- From: Travis Leithead <travis.leithead@microsoft.com>
- Date: Tue, 28 Aug 2012 16:07:42 +0000
- To: Harald Alvestrand <harald@alvestrand.no>
- CC: Rich Tibbett <richt@opera.com>, "public-media-capture@w3.org" <public-media-capture@w3.org>
> From: Harald Alvestrand [mailto:harald@alvestrand.no] > > The only potential drawback with this approach is losing the streaming > > content that occurs between the time that stop() is called and start() is > called. > > > > To avoid this problem, you can just introduce an API that simply > > slices the recording at some arbitrary time, allowing the application > > to extract the recording up to that point, while the recorder > > continues recording into a new segment (it won't need to keep the > > prior slice since it's now the application's responsibility). While > > this technique is not the same as a real-time access to the stream, it > > does allow the application to choose what chunking interval they need.
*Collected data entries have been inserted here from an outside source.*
PR #210, opened 2021-09-17
Add dataType member to rbx_dom_lua's PropertyDescriptor

kennethloeffler:
For Rojo's two-way sync, the plugin needs to be able to get a property's data type from a `PropertyDescriptor` so that it can use `EncodedValue.encode` to encode values destined for the server. Rojo's reconciler used to have a method that was hard coded to do this only for the `String` type, but it was lost after https://github.com/rojo-rbx/rojo/commit/f66860bdfe1b6a5f0174465c0a6c964b56e304cb.

### DIFF
--- a/rbx_dom_lua/src/PropertyDescriptor.lua
+++ b/rbx_dom_lua/src/PropertyDescriptor.lua
@@ -20,10 +20,21 @@ local function set(container, key, value)
 end
 
 function PropertyDescriptor.fromRaw(data, className, propertyName)
-	local dataType, ty = next(data.DataType)
+	local key, value = next(data.DataType)
 
 	return setmetatable({
-		dataType = dataType == "Enum" and dataType or ty,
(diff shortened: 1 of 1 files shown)


rbx_dom_lua/src/PropertyDescriptor.lua
```diff
@@ -20,7 +20,10 @@ local function set(container, key, value)
 end
 
 function PropertyDescriptor.fromRaw(data, className, propertyName)
+	local dataType, ty = next(data.DataType)
```
LPGhatguy, line 23: I think we should rename these variables and leave a comment as this is unintuitive.

The first value is only _actually_ `dataType` if it's equal to `Enum`, so we should just call it `key`, and the second value `value`. We should also mention in a comment about the two cases we're expecting:
- `{ Enum = "<name of enum>" }`
- `{ Value = "<data type>" }`

LPGhatguy (approved):

PR #214, opened 2022-03-07
Add documentation for ProtectedString (PROP 29)

metatablecat:
Added documentation for the ProtectedString prop type.

This property was exposed to us when Roblox released a collection of RBXMs with bytecode in them (then again, the prop type had been accesible since Roblox started shipping the Client scripts with the same PROP type)

image

Generally, there's no real usecase to actually exposing this into the tool itself, but I've added it here for reference anyway. As far I'm aware, the only place where this is usable is with plugins.


metatablecat:
Closed due to weird wording, will probably update down the line

PR #215, opened 2022-03-15
Fix PackageLink binary serialization

st0nerhat:
When serializing a DOM containing a PackageLink to binary via remodel or rojo, it results in this error: `Unsupported property type: PackageLink.PackageId is of type Content`.

It appears the fix is to just add a fallback for the Content type.


LPGhatguy (approved):
Thank you, this is a great and simple PR!

PR #216, opened 2022-04-18
chore: Update reflection database and create exemptions for new unimplemented DataTypes

unix-system:


.gitignore
```diff
@@ -1,11 +1,8 @@
 # Cargo stuff
-/target
+**/target
```
unix-system, line 2: This change was created because if you built any of the subordinate crates, such as gen_reflection, it would be included by Git.

.gitignore
```diff
@@ -1,11 +1,8 @@
...
 **/*.rs.bk
 Cargo.lock
 
-# Criterion puts benchmark files into a target folder in each individual crate.
-/rbx_binary/target
```
unix-system, line 7: Due to change on L2, no longer necessary

unix-system:
@LPGhatguy Sorry about the delay here - no longer marked as a draft!

LPGhatguy:
Hey, thanks for the PR!

I ended up doing a couple of these changes as separate commits so that they were a little easier to reason about.

How did `target` folders end up getting created in places other than the root folder for you? Even when I cd into `rbx_binary` and run `cargo test` or `cargo build`, it uses the target folder from the root of the project because it's in a workspace.

unix-system:
@LPGhatguy Sorry about the delay on this one .. I'm not sure how I managed that one! Probably just an accident.

I'll close the PR since it looks like each has indeed been replaced by other PRs that are now merged 👍

PR #218, opened 2022-04-20
Preparations for rojo to support Tags/Attributes.

MaximumADHD:
- Attributes are now written in rbx_xml.
- Tags are no longer written if the container is empty.
- Attributes now have pods implemented in rbx_dom_lua.
- Improved pods for inf/nan values in Float32 and Float64.

### DIFF
--- a/rbx_xml/src/types/mod.rs
+++ b/rbx_xml/src/types/mod.rs
@@ -7,6 +7,7 @@
 //! 2. Add a 'mod' statement immediately below this comment
 //! 3. Add the type(s) to the declare_rbx_types! macro invocation
 
+mod attributes;
 mod axes;
 mod binary_string;
 mod bool;
@@ -48,6 +49,7 @@ use crate::{
 };
 
 use self::{
+    attributes::write_attributes,
     referent::{read_ref, write_ref},
     shared_string::{read_shared_string, write_shared_string},
     tags::write_tags,
@@ -99,6 +101,7 @@ macro_rules! declare_rbx_types {
         ) -> Result<(), EncodeError> {
             match value {
                 $(Variant::$variant_name(value) => value.write_outer_xml(xml_property_name, writer),)*
+                Variant::Attributes(value) => write_attributes(writer, xml_property_name, value),
 
                 // BrickColor values just encode as 32-bit ints, and have no
                 // unique appearance for reading.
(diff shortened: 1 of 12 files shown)


rbx_xml/src/types/tags.rs
```diff
@@ -14,11 +14,13 @@ pub fn write_tags<W: Write>(
...
-    let encoded = value.encode();
-
+    let encoded = base64::encode(&value.encode());
     writer.write(XmlWriteEvent::start_element(XML_TAG_NAME).attr("name", property_name))?;
-    writer.write_string(&base64::encode(&encoded))?;
-    writer.write(XmlWriteEvent::end_element())?;
 
+    if !encoded.is_empty() {
+        writer.write_string(&base64::encode(&encoded))?;
+    }
```
LPGhatguy, line 22: It looks like this code is base64-encoding the result twice.

rbx_xml/src/types/mod.rs
```diff
@@ -99,6 +101,7 @@ macro_rules! declare_rbx_types {
         ) -> Result<(), EncodeError> {
             match value {
                 $(Variant::$variant_name(value) => value.write_outer_xml(xml_property_name, writer),)*
+                Variant::Attributes(value) => write_attributes(writer, xml_property_name, value),
```
LPGhatguy, line 104: We should implement Attributes the same way that we implement other types. I don't think there's any reason to special-case them here. Look at how other types (not `Tags`!) are implemented, via `XmlType` and `write_outer_xml`.

LPGhatguy (changes requested):
Thanks for the PR!

This PR does a few things that aren't necessarily related. Can you split this PR into one PR for each of these things? We generally test each piece separately, and often times we don't need to block each piece on reviewing the others.

- rbx_xml changes
- rbx_dom_lua changes
- One PR per other unrelated chang (float serialization, any changes to rbx_binary)

rbx_xml/src/types/mod.rs
LPGhatguy: Combing back through this code, I remember why we had to implement Tags and Attributes this way, ugh. rbx_xml pre-dates most of the work we did on reflection to get rbx_binary functional, and so it wasn't built with types like Tags in mind.

MaximumADHD: I saw you made another pull request for this. Should I remove my integration?

MaximumADHD:
Seems to have been taken care of in https://github.com/rojo-rbx/rbx-dom/pull/228
Merge conflicts are busted, so I'll just close this now.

It > more of a polling model, then a push model where the application is simply > handed a chunk of data when it's ready. > > At which point you've invented a block-emitting API. Why not just do **that**? Sorry, I couldn't tell what you meant by **that** (above) do you mean: "invent a block-emitting API"; or do you mean: "go with what you what you just proposed"? I like either way, but I suspect it's better for app performance and accommodates more use cases to put the developer in control by providing some kind of API to "slice the video stream now, and give me the encoded data since the last time I sliced (and keep recording)".